**The task:**
Wherever the string "another" occurs in a line of these records, report that line.

[Dataset excerpts]
======

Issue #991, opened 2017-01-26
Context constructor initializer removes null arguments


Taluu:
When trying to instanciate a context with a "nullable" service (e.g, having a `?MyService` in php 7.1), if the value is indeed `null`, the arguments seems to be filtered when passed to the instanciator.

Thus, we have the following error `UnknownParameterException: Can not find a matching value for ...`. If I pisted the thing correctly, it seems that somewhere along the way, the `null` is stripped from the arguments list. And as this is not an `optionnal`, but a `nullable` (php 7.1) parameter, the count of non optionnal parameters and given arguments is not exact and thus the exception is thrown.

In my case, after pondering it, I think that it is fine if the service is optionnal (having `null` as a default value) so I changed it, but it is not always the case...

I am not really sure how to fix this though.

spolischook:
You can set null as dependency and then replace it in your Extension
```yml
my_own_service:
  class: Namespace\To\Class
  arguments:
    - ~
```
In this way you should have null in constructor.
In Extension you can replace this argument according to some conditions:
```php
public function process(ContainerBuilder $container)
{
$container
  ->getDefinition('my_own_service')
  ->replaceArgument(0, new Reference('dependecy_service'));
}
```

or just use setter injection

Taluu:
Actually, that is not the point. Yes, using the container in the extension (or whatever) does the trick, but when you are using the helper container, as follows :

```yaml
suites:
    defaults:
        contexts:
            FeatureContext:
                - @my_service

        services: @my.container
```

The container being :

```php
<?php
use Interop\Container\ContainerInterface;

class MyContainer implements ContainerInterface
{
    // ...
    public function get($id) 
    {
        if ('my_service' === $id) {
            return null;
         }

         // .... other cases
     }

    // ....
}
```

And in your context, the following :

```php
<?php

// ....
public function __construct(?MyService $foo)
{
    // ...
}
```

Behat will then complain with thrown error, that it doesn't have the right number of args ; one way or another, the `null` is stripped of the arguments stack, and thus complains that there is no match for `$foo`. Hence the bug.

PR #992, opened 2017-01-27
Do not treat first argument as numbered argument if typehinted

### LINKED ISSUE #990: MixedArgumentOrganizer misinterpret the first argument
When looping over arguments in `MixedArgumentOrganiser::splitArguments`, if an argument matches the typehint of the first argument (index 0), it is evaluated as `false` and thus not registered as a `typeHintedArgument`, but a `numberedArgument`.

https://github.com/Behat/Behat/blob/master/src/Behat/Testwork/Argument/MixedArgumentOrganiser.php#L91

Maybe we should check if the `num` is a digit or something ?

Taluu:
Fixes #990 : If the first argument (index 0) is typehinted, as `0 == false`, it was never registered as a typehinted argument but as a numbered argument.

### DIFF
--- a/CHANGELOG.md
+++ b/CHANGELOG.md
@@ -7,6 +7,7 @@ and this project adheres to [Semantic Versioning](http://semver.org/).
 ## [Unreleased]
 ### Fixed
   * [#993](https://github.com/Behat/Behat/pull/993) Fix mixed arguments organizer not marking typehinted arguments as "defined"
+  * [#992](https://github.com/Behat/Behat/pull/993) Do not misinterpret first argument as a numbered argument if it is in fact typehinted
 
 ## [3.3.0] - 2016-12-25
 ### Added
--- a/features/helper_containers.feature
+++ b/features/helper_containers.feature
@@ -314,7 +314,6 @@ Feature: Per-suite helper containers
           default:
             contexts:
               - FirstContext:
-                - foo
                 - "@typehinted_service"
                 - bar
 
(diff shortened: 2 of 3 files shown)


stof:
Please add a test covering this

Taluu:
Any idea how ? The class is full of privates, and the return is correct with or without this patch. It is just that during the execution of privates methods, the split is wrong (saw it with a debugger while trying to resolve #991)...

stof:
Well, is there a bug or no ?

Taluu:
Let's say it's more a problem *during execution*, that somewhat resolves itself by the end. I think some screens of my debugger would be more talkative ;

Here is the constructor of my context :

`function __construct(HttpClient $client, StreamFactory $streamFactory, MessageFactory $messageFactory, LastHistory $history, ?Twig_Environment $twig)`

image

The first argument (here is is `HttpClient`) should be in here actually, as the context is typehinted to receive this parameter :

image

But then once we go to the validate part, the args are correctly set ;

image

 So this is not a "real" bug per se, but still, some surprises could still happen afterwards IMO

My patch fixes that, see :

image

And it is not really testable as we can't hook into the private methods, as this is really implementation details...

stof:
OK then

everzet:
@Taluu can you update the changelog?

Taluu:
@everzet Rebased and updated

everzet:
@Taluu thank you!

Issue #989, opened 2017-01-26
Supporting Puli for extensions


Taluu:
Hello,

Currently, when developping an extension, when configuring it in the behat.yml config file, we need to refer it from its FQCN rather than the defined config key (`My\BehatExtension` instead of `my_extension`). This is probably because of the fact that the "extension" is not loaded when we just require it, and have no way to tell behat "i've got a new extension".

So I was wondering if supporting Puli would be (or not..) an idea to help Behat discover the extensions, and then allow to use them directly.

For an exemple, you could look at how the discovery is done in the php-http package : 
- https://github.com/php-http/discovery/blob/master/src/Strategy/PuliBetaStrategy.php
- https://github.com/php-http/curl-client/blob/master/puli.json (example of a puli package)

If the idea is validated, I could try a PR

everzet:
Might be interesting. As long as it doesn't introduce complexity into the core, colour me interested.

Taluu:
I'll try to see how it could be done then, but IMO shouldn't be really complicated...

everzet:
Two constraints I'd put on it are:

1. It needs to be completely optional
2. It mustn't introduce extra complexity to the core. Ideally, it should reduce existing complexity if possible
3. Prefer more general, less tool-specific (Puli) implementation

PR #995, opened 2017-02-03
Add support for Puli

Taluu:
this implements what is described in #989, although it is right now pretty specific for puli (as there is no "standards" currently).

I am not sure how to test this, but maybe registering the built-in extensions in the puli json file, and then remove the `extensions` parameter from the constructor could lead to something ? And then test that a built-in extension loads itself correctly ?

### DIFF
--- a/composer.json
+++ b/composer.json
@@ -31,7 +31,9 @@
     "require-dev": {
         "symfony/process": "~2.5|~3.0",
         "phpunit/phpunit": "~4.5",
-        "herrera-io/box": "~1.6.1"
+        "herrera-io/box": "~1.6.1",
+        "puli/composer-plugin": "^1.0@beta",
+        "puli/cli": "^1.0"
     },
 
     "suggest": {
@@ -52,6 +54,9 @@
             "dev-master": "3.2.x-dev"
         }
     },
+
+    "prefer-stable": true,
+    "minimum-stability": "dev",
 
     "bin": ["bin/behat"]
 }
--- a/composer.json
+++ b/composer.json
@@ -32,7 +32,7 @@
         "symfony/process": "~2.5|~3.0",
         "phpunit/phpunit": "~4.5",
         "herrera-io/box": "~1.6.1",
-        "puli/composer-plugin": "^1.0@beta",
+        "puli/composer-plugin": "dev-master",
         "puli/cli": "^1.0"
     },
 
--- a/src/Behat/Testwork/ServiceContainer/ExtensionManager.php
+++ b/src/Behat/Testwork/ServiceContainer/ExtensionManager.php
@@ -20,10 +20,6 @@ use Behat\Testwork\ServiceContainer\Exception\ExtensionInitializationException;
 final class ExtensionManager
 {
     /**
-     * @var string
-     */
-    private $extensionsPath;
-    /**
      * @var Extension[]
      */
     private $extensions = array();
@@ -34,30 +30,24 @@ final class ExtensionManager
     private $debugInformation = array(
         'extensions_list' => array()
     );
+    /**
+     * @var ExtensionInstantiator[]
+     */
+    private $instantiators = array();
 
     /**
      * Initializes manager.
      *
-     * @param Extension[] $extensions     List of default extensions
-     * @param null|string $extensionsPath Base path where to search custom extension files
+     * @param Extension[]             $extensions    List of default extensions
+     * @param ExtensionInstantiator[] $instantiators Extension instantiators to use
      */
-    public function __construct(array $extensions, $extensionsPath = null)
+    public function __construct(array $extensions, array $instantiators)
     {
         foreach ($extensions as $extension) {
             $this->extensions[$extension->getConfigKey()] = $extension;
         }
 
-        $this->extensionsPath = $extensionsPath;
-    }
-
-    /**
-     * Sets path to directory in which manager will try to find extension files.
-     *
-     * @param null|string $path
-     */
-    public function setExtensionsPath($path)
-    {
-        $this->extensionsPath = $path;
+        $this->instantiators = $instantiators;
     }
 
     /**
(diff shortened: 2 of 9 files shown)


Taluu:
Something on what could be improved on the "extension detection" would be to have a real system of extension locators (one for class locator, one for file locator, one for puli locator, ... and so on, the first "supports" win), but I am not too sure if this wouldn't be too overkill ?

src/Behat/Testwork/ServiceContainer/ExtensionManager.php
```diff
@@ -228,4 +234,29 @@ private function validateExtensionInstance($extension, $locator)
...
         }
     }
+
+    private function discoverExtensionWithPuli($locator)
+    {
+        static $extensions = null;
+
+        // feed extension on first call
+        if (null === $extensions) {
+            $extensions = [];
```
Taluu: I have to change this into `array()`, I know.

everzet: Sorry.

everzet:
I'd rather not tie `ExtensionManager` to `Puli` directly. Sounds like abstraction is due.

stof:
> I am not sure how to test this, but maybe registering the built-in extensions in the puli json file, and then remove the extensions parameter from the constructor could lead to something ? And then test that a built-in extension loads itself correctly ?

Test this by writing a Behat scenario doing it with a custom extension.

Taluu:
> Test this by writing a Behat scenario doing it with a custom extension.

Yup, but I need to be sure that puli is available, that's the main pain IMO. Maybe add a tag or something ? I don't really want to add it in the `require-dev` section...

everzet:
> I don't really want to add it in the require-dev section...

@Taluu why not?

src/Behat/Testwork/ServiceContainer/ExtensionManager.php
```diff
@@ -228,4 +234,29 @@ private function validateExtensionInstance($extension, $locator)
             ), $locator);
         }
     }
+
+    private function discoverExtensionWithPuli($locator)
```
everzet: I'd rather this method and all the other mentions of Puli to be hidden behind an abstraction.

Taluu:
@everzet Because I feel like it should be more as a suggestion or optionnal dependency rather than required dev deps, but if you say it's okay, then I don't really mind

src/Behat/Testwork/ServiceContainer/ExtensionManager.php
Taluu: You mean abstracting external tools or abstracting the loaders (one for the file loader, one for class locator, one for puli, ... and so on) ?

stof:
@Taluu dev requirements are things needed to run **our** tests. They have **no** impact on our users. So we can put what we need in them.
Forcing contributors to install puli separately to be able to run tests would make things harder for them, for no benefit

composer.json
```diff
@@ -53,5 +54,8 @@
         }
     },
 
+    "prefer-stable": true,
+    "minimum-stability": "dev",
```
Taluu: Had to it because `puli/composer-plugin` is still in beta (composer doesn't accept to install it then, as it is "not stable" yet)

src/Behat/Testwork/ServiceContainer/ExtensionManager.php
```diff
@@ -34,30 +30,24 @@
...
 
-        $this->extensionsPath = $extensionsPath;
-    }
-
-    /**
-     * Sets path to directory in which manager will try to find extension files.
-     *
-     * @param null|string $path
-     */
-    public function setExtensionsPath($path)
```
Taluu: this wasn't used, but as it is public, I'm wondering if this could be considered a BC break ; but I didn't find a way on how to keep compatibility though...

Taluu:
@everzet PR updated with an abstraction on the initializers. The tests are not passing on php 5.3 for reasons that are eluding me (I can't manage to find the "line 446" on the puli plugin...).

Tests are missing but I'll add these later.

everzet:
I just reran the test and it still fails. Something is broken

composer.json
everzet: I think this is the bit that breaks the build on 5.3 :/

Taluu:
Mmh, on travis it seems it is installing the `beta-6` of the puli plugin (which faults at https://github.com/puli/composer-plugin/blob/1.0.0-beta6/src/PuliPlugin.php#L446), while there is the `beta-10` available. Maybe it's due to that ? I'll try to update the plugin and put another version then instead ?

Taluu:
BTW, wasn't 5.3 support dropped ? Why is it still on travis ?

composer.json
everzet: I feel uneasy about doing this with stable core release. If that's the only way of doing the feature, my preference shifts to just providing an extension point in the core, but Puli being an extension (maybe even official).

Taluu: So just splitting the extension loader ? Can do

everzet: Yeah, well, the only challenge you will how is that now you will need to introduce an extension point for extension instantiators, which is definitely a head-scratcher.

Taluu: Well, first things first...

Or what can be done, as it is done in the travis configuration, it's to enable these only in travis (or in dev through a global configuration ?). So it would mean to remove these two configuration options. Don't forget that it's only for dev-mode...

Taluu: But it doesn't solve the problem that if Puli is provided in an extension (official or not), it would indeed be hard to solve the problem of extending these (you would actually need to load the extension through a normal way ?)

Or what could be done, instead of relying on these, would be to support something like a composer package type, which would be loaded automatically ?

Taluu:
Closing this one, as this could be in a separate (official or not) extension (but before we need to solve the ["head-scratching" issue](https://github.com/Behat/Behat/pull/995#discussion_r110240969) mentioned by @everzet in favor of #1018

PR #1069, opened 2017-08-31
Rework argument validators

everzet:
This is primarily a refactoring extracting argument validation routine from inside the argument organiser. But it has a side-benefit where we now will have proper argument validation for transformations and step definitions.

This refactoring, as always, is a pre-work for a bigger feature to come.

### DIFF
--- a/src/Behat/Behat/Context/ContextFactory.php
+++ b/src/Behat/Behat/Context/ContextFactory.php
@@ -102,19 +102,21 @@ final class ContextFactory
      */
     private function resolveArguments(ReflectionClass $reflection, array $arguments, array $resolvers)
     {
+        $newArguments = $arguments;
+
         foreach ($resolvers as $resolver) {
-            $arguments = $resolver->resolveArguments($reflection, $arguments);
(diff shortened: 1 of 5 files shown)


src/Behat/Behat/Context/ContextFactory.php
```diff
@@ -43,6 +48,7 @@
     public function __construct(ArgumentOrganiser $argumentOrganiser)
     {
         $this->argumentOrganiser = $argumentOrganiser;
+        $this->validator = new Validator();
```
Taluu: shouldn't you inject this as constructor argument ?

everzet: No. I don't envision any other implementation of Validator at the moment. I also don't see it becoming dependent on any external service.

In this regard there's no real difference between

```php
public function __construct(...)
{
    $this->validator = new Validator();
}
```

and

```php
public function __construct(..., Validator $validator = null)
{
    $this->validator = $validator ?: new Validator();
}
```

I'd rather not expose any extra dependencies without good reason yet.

======

**Result:**
Behat will then complain with thrown error, that it doesn't have the right number of args ; one way or another, the `null` is stripped of the arguments stack, and thus complains that there is no match for `$foo`. Hence the bug.
Mmh, on travis it seems it is installing the `beta-6` of the puli plugin (which faults at https://github.com/puli/composer-plugin/blob/1.0.0-beta6/src/PuliPlugin.php#L446), while there is the `beta-10` available. Maybe it's due to that ? I'll try to update the plugin and put another version then instead ?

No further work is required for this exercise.